• **Problem requirements**
From the listing below, retype exactly the line holding "3. Run Conduit", the line holding "### Description", and the lines between them; skip everything else.

• **Data for analysis**

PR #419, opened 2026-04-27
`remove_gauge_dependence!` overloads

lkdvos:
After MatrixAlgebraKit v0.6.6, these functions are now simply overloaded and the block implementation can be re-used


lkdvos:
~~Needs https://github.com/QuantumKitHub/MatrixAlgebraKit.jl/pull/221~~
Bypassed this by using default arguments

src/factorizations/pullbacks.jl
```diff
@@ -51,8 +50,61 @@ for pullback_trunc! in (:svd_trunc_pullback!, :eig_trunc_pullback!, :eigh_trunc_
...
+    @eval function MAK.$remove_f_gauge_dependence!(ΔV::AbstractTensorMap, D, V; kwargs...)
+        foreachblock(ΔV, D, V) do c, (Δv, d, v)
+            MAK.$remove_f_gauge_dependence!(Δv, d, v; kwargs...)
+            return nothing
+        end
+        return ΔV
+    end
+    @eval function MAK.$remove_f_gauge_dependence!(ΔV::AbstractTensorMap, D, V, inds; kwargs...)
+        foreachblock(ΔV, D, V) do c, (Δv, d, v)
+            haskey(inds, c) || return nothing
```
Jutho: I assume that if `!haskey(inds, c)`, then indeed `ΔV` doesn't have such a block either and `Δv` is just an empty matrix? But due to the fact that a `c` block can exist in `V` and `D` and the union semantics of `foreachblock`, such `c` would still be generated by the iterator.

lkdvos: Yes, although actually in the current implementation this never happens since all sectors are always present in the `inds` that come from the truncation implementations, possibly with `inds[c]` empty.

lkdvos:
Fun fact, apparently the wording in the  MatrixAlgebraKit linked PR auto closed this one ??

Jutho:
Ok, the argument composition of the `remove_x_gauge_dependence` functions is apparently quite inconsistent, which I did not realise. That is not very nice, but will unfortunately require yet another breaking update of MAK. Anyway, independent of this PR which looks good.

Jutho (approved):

...

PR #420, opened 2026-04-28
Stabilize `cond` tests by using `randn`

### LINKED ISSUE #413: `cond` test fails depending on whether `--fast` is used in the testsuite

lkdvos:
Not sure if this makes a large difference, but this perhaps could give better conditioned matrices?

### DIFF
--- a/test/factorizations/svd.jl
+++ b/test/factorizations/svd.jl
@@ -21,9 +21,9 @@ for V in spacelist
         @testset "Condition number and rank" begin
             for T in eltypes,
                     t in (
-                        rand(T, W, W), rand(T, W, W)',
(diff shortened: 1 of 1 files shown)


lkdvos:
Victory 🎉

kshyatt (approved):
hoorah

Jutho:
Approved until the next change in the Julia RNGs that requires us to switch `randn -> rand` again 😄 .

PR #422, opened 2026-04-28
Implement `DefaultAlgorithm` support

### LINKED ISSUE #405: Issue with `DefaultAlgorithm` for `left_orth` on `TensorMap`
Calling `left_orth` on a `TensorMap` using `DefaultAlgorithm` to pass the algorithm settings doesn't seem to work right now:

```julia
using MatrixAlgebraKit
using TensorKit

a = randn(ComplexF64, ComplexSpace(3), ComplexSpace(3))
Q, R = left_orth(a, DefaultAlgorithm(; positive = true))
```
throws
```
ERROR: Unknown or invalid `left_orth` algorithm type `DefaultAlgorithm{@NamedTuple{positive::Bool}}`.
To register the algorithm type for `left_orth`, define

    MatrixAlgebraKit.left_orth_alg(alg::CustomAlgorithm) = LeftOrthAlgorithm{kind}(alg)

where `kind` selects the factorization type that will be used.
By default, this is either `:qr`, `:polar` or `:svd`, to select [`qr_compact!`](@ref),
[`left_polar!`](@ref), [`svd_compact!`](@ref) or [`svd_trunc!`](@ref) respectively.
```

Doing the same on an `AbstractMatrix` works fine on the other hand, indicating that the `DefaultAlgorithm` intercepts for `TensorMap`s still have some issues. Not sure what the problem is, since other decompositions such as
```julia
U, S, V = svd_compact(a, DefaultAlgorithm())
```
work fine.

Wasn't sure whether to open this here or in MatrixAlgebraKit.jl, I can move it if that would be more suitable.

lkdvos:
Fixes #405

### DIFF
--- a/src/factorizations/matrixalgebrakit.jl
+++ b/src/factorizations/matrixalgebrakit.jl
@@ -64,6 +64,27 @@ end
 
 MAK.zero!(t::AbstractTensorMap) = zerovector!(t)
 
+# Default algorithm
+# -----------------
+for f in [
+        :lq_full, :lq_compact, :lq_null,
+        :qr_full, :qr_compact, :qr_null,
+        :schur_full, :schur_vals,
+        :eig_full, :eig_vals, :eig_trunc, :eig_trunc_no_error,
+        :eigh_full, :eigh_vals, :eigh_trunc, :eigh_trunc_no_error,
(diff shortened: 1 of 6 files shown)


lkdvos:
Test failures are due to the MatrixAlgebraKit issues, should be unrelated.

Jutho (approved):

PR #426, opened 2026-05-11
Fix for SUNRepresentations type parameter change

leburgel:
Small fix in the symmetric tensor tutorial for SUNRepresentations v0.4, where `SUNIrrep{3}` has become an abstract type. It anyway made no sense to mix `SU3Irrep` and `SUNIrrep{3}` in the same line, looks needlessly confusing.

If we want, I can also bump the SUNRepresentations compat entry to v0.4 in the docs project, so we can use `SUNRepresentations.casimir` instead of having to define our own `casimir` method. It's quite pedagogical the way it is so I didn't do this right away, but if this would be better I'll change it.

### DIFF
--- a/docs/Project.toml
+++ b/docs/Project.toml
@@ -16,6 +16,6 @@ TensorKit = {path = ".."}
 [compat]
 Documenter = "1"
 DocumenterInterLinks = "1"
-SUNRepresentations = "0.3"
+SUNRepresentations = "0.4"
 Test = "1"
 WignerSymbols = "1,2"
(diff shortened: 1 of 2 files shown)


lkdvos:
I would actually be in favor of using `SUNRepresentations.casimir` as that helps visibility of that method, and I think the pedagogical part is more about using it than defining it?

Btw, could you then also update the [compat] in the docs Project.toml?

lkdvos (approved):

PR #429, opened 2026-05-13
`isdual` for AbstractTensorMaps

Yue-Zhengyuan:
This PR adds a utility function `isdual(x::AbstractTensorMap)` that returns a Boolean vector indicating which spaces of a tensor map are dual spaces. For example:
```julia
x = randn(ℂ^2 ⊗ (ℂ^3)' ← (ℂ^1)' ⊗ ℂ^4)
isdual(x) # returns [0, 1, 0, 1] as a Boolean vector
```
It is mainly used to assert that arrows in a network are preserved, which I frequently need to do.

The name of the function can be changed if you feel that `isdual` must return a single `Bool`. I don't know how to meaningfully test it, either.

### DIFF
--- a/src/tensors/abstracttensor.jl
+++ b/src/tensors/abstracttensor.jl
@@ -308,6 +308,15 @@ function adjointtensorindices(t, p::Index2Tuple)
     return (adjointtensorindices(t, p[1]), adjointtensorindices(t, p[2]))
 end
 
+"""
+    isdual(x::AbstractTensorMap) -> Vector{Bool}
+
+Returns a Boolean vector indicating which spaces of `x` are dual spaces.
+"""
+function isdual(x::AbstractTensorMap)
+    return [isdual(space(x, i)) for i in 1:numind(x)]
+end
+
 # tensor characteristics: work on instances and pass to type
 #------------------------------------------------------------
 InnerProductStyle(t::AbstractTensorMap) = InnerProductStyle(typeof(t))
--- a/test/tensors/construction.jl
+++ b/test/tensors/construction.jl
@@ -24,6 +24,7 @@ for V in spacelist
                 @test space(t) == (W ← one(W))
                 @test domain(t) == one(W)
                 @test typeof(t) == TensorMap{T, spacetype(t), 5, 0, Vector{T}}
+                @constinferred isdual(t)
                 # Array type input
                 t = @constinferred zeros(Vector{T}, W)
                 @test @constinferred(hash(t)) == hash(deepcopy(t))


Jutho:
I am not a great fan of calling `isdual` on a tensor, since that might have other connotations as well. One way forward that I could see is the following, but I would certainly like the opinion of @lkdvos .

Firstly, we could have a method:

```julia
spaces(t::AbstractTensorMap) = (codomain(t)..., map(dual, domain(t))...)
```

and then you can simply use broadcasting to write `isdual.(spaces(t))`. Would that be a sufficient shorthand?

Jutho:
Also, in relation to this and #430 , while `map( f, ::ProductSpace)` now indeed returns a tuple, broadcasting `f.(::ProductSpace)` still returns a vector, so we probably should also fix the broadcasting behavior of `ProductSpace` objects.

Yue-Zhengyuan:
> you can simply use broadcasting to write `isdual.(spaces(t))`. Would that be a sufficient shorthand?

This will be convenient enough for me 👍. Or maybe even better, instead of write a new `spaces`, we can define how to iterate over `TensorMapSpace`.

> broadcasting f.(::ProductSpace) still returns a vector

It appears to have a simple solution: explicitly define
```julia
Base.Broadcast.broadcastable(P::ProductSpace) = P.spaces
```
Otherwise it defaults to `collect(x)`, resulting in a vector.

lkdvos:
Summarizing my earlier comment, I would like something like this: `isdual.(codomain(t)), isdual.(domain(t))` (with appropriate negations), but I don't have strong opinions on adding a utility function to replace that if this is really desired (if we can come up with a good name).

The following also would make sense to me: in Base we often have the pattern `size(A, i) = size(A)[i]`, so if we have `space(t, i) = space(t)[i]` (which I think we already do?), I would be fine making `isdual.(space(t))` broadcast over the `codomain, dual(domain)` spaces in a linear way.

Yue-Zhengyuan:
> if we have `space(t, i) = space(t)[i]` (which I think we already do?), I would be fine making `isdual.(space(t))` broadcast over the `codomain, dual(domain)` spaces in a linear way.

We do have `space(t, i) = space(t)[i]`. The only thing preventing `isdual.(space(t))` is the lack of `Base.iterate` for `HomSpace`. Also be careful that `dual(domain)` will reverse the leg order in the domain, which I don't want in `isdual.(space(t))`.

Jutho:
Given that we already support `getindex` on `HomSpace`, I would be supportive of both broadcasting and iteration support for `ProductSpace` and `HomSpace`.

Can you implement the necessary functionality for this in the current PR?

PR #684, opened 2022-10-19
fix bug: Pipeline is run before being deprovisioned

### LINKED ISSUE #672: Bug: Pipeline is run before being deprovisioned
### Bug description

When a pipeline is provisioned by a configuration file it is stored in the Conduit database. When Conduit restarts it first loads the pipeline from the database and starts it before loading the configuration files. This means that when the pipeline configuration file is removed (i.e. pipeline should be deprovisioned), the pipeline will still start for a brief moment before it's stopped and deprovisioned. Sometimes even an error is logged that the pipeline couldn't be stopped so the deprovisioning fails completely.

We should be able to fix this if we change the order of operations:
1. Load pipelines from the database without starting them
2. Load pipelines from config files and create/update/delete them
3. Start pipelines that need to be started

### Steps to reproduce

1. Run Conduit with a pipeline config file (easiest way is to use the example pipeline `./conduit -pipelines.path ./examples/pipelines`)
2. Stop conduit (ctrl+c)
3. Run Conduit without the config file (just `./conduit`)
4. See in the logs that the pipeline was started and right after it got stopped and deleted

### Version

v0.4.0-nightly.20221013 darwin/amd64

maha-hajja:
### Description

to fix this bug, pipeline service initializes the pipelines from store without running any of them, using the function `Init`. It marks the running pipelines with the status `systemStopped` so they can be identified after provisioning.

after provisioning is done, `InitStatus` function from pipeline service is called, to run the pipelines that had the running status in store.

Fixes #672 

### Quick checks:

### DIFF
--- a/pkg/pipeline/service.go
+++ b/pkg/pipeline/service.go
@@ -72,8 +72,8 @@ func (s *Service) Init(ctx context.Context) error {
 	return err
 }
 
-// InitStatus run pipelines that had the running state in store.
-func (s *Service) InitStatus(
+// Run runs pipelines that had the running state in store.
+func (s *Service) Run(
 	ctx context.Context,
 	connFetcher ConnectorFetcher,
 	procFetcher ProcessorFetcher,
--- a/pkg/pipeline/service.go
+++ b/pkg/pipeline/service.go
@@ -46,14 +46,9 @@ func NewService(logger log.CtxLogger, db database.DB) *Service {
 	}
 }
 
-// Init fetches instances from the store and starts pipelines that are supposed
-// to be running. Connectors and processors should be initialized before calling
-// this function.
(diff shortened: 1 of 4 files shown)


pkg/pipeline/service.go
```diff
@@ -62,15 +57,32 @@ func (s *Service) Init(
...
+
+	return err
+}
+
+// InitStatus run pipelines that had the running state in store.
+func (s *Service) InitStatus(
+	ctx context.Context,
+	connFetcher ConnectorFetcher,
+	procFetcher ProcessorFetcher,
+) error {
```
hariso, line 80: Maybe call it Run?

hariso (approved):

• **Result below**
3. Run Conduit without the config file (just `./conduit`)
4. See in the logs that the pipeline was started and right after it got stopped and deleted

### Version

v0.4.0-nightly.20221013 darwin/amd64

maha-hajja:
### Description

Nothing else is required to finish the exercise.